It’s My Right
It is right for me to be angry, even to death. Jonah 3:9b
We’ve done a fairly good job of getting people in this marvelous Country of ours to recognize that we have “rights.” The Declaration of Independence says you have a right to life, liberty and the pursuit of happiness. The United States Constitution gives you the right to have a Government “of the people, by the people, and for the people.” I have a right to consult an attorney if I am arrested, and I have the right to carry a concealed weapon if I have a license. I have, by law, the right to worship as I please, and by calling to make that worship an act of total obedience to the LORD of Heaven and Earth.
Good Christian folk have brought that “rights” concept across the threshold of the Church house. While we can’t find any documentation to support our ideas, we are confident we have rights regarding the behavior of other believers, and when someone offends me, I have a right to be angry. When someone whispers unkind things behind my back, or speaks positively of that which I do not approve, I have the right to “trash” them in my Bible Study class, and share the news far and wide.
I like Jonah. When I was a kid I was enamored by the narrative of the big fish, and poor Jonah being spit out like a sunflower hull. I had no real appreciation for Jonah’s anger when he did not get his way, until I discovered as I grew older the insensitivities we have toward God and others. Jonah was so angry at God’s kindness and mercy he would rather die than admit his hard heart had separated him from an understanding of God’s grace.
I know people like Jonah in the 21st century Church. They would rather wither away (spiritually) than admit they are angered by God’s willingness to forgive. They harbor resentment that God is “slow to anger and abundant in llovingkindness, One who relents from doing harm.” (Jonah 4:2)
Christmas is not the time to focus on caring for others. Every day is the time to focus on lloving the brethren, caring for one another, forgiving one another, and establishing clear channels for edifying one another as the number of days before His next coming grows smaller.

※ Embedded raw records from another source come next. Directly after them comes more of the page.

PR #25, opened 2023-09-04
Fix/bucket updates

UnseenWizzard:

- [fix(buckets): Only attempt update when upserting if create failed with a conflict](https://github.com/Dynatrace/dynatrace-configuration-as-code-core/pull/25/commits/3f504a43a3cadc8113b7e51fe74a04d718319714)
- [feat(buckets): Do not update buckets if they are unmodified](https://github.com/Dynatrace/dynatrace-configuration-as-code-core/pull/25/commits/0b4aff799f4164c0e890847f796afcce3d06e1e5)

- An update is only attempted on Upsert if creation failed with a conflict, any other errors like permissions or bad payloads are returned immediately, and no longer hidden behind a likely subsequent GET error when trying to update.
- Upsert and Update no longer update an object if the existing values are the same as what they would be updated to. From an interface perspective, nothing changes and users are still supplied with a 200 Response with empty payload, same as what the Dynatrace API returns.

### DIFF
--- a/api/clients/buckets/bucket.go
+++ b/api/clients/buckets/bucket.go
@@ -55,8 +55,27 @@ type listResponse struct {
 	Buckets []json.RawMessage `json:"buckets"`
 }
 
+type retrySettings struct {
+	maxRetries   int
+	waitDuration time.Duration
+}
+
 type Client struct {
-	client *rest.Client
+	client        *rest.Client
+	retrySettings retrySettings
+}
+
+// Option represents a functional Option for the Client.
+type Option func(*Client)
+
+// WithUpdateRetrySettings sets the maximum number of retries as well as duration between retries for Update and Upsert HTTP requests
+func WithUpdateRetrySettings(maxRetries int, waitDuration time.Duration) Option {
+	return func(c *Client) {
+		c.retrySettings = retrySettings{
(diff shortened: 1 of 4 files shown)


api/clients/buckets/bucket.go
```diff
@@ -334,6 +345,8 @@ func (c Client) list(ctx context.Context) (listResponse, error) {
 	return l, nil
 }
 
+var unmodified = errors.New("unmodified bucket")
```
UnseenWizzard, line 348: I'm not sure if a sentinel error is the best way to handle this, but I honestly couldn't think of a decent alternative that allows the calling method to discern this case.
It needs to know, as otherwise this case is handled and logged the same as a successful HTTP PUT update.

UnseenWizzard, line 348: I'm not sure if a sentinel error is the best way to handle this, but I honestly couldn't think of a decent alternative that allows the calling method to discern this case.
It needs to know, as otherwise this case is handled and logged the same as a successful HTTP PUT update.

api/clients/buckets/bucket.go
warber, line 1: pls update code docs ( especially of Update()/Upsert())

warber (approved):

PR #27, opened 2023-09-05
Refactor: Simplify and refactor `RequestResponseRecorder`

warber:
The `RequestResponseRecorder` component was a bit clumsy to use and a bit over-engineered.
Instead of a channel based approach (which is actually really not needed as we anyway want to have the full synchroneous behavior and are just simulating it with a non-buffered channel), I've followd a much simpler "callback-based" approach.

The component is also renamed to "HTTPListener" because that's what it is essentially.
Further, the id is now generated in the client. Passed as part of the RequestResponse struct.

I thought about doing the generation of the ID inside the Listener component, so that the caller does not need to know to
pass the **same** id to the methods. But this just introduced unnecessary noice and complexity. so I've just introduced an "id" argument.


UnseenWizzard (approved):
lgtm

PR #28, opened 2023-09-05
Doc: update `README.md` with example showing how to use HTTPListener

warber:
Update `README.md` to describe newest features of lib.


README.md
```diff
@@ -78,6 +81,25 @@ ctx := logr.NewContext(context.TODO(), logrusr.New(logrus.New()))
 resp, err := ctx.Get(ctx,"...")
 ```
 
+### Tracking and logging HTTP requests/responses
+If you want to keep track or just log all HTTP requests/responses that are happening as part of the execution of the clients you can attach an `HTTPListener` that can be used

This Christmas season is a great time (because it is NOW) to stop wrangling over your right to anything. Instead embrace the gift, a Child born, a Son given. Establish your ability to live under authority, the authority of one who is called Wonderful Counselor, Mighty God, Everlasting Father, Prince of Peace. Start focusing on forgiving because you have been forgiven, lloving because you have been lloved, giving because you have been given eternal life, which now is and forever will be.